【ミャンマー】民主派NUGが秋波、「一つの中国」支持[政治]

ミャンマーの民主派らによる挙国一致政府(NUG)は1日、中国に友好的な「外交」方針を発表した。中国と台湾は不可分の領土とする「一つの中国」原則の支持や、2021年2月のクーデター前までに両国が交わした合意内容が有効だとする内容を盛り込んだ。米欧に傾斜しているとのイメージを払拭して中国とミャンマー軍事政権との関係強化をけん制する狙いがあるもようだ。

声明では、オンライン政府として軍政に抵抗するNUGは非同盟主義で、連邦制民主主義に基づく国家を目指すと表明。中国のミャンマー投資の保護や、(国境地域などでの)オンライン詐欺、賭博、人身売買、麻薬などの犯罪対策への協力も訴えた。

ミャンマーの民主派はこれまで、中国と軍政が接近していることに警戒感を強めてきた。NUGや少数民族武装勢力などが参加する抵抗組織の代表の調整機関「挙国一致諮問委員会(NUCC)」は23年6月、「中国は軍政側とのみ関係を維持している」と非難する声明を出していた。NUGの「国際協力相」ササ氏は同月、欧州連合(EU)に対し、「ロシアや中国を含む軍政を支援している国や企業への制裁」を提唱していた。

中国はミャンマーのクーデター後に「内政不干渉」を表明したが、昨年、軍政や少数民族武装勢力への関与を強めた。
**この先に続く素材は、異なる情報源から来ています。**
PR #200, opened 2021-05-25
Add GitHub workflow for unittesting

AllexVeldman:
Run the unittests in GitHub Actions.
This is a possible replacement for the current TravisCI setup.

The unittests rely on a Postgres Docker service so `HOST` and `PASSWORD` had to be added to `settings.py`.
As I'm not familiar with the release process I'm not 100% sure this does not impact releasing.

I'm also not sure how coverage is setup currently so that would have to be added by one of the maintainers.

### DIFF
--- a/.github/workflows/test.yaml
+++ b/.github/workflows/test.yaml
@@ -1,0 +1,71 @@
+name: Test
+
+on:
+    pull_request:
+        branches: [ "master" ]
+
+    push:
+        branches: ["master"]
+
+jobs:
+    matrix:
+        name: Unittest Matrix
+        runs-on: ubuntu-latest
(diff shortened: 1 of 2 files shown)


auvipy:
thanks for handling this, was wondering why the actions are not triggered yer

AllexVeldman:
> thanks for handling this, was wondering why the actions are not triggered yer

Because the master branch does not contain the workflow yet (they are triggered only on push or PR to master)
https://github.com/AllexVeldman/django-celery-results/actions/runs/874784039 is a run of the workflow on push while i was working on it

auvipy (approved):

Issue #206, opened 2021-06-15
2.1.0 migration hardcodes max_length for group_id and task_id fields


AllexVeldman:
with https://github.com/celery/django-celery-results/blob/master/django_celery_results/migrations/0009_groupresult.py
the `max_length` for `task_id` and `group_id` fields on `TaskResult`, `ChordCounter` and `GroupResult` are all hardcoded to 191.

This should have been taken from the `DJANGO_CELERY_RESULTS_TASK_ID_MAX_LENGTH` setting.

```python
max_length=getattr(
    settings,
    'DJANGO_CELERY_RESULTS_TASK_ID_MAX_LENGTH',
    255
),
```

AllexVeldman:
@auvipy @arnau126 I think we should edit the migration in-place as this can potentially break existing rows in the database when applied.

PR #207, opened 2021-06-15
Use the DJANGO_CELERY_RESULTS_TASK_ID_MAX_LENGTH for group_id/task_id

AllexVeldman:
closes https://github.com/celery/django-celery-results/issues/206


auvipy (approved):

vanschelven:
I see how this is a solution for the case where `DJANGO_CELERY_RESULTS_TASK_ID_MAX_LENGTH` is not set... but I wonder about the following scenario:

* Install `django-celery-results`
* Run migrations
* Tune `DJANGO_CELERY_RESULTS_TASK_ID_MAX_LENGTH`
* Either your database won't be updated, or you'll have the same complaint from #206 about missing migrations.

My take on this is: using settings to affect your models is always going to give trouble. Better have the model just be 255 long, and use the setting at application-layer exclusively (i.e. not in the DB).

AllexVeldman:
I agree, from what I can gather it is specifically added for MySQL databases.
never needed to touch this setting myself so I just followed how the migration were set up before this broke.

PR #215, opened 2021-06-28
fix group status view return data, add tests for it

### LINKED ISSUE #214: <id>/group/status/ is broken
It seems that this part of code was not tested at all.

Error:

```python
  File "/usr/local/lib/python3.9/site-packages/django/core/handlers/exception.py", line 47, in inner
    response = get_response(request)
  File "/usr/local/lib/python3.9/site-packages/django/core/handlers/base.py", line 181, in _get_response
    response = wrapped_callback(request, *callback_args, **callback_kwargs)
  File "/usr/local/lib/python3.9/contextlib.py", line 79, in inner
    return func(*args, **kwds)
  File "/usr/local/lib/python3.9/site-packages/django_celery_results/views.py", line 49, in group_status
    retval = result.result
```

Possible reason (will not test, will remove current master as very dirty), but:

https://github.com/celery/django-celery-results/blob/3ddad5b72eeda38de8738cc6cc13f54571cc87ae/django_celery_results/views.py#L49

Not clear what expected to receive as no documentation for this part, but probably it should be
```
retval = result.results
```

With additional `s`, as it is group.

AlecTroemel:
closes #214 

api view will return json of this format

```json
{
    "group": {
        "id": "ID_HERE",
        "results": [
            {"result": "result here or null", "status": "STATUS"}
        ]
    }
}
```

### DIFF
--- a/django_celery_results/views.py
+++ b/django_celery_results/views.py
@@ -51,5 +51,4 @@ def group_status(request, group_id):
         for async_result in result.results
     ]
     response_data = {'id': group_id, 'results': retval}
-    print(response_data)
     return JsonResponse({'group': response_data})
--- a/django_celery_results/views.py
+++ b/django_celery_results/views.py
@@ -44,8 +44,12 @@ def is_group_successful(request, group_id):
 
 
 def group_status(request, group_id):
-    """Return task status and result in JSON format."""
+    """Return group id and its list of async results status and result in JSON format."""
     result = GroupResult.restore(group_id)
-    retval = result.result
-    response_data = {'id': group_id, 'result': retval}
-    return JsonResponse({'task': response_data})
+    retval = [
+        {"result": async_result.result, "status": async_result.status}
+        for async_result in result.results
+    ]
+    response_data = {'id': group_id, 'results': retval}
+    print(response_data)
+    return JsonResponse({'group': response_data})
--- a/django_celery_results/views.py
+++ b/django_celery_results/views.py
@@ -44,7 +44,7 @@ def is_group_successful(request, group_id):
 
 
 def group_status(request, group_id):
-    """Return group id and its list of async results status and result in JSON format."""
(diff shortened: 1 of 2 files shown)


django_celery_results/views.py
```diff
@@ -44,8 +44,12 @@ def is_group_successful(request, group_id):
...
     result = GroupResult.restore(group_id)
-    retval = result.result
-    response_data = {'id': group_id, 'result': retval}
-    return JsonResponse({'task': response_data})
+    retval = [
+        {"result": async_result.result, "status": async_result.status}
+        for async_result in result.results
+    ]
+    response_data = {'id': group_id, 'results': retval}
+    print(response_data)
```
auvipy, line 54: print(response_data) isnt needed i think

django_celery_results/views.py
```diff
@@ -44,8 +44,12 @@ def is_group_successful(request, group_id):
...
-    """Return task status and result in JSON format."""
+    """Return group id and its async results status & result in JSON format."""
     result = GroupResult.restore(group_id)
-    retval = result.result
-    response_data = {'id': group_id, 'result': retval}
-    return JsonResponse({'task': response_data})
+    retval = [
+        {"result": async_result.result, "status": async_result.status}
+        for async_result in result.results
+    ]
```
AllexVeldman, line 52: Consider using `GroupResult.as_tuple()` to also return nested groups.

This has the added benefit of mainly using the GroupResult API to serialise the GroupResult instead of reimplementing it.

AlecTroemel: hmm. It looks like `as_tuple` doesn't include the status of the tasks, so im not sure we'll be able to use it here. I hadn't thought abut nested groups though, good catch.

AllexVeldman: Ah right it just contains the IDs

AllexVeldman (approved):

auvipy (approved):

PR #3260, opened 2026-01-12
Add upstream Identity Provider types and interfaces

jhrozek:
Introduce foundational types for communicating with upstream Identity Providers (e.g. Google) in the authorization server:

- Provider interface: abstracts IDP operations (authorization URL generation, code exchange, token refresh, userinfo)
- IDTokenNonceValidator: optional interface for OIDC nonce validation to prevent replay attacks
- UserInfoSubjectValidator: optional interface for OIDC Section 5.3.4 subject validation to prevent impersonation
- Tokens: represents access/refresh/ID tokens from upstream IDP
- IDTokenClaims: parsed OIDC ID token claims including azp for multi-audience token validation
- Config: upstream IDP connection configuration with redirect URI validation

These types are implemented by OIDCProvider in the full authorization server and used for token exchange flows where the auth server acts as an OAuth client to upstream IDPs.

三つの少数民族武装勢力が同年10月、中国国境に近い北東部シャン州北部で国軍への一斉攻撃を開始した後は、軍政や中国国境を実効支配する各勢力が「不法滞在者」の中国への強制送還を増やした。

NUGは、政変後に各地で結成された民主派武装組織である国民防衛隊(PDF)を傘下に置いていると主張しているが、統制は取れていない。情勢が混迷する中、中国がミャンマー国内に敷設したガスパイプライン施設などの破損も散発している。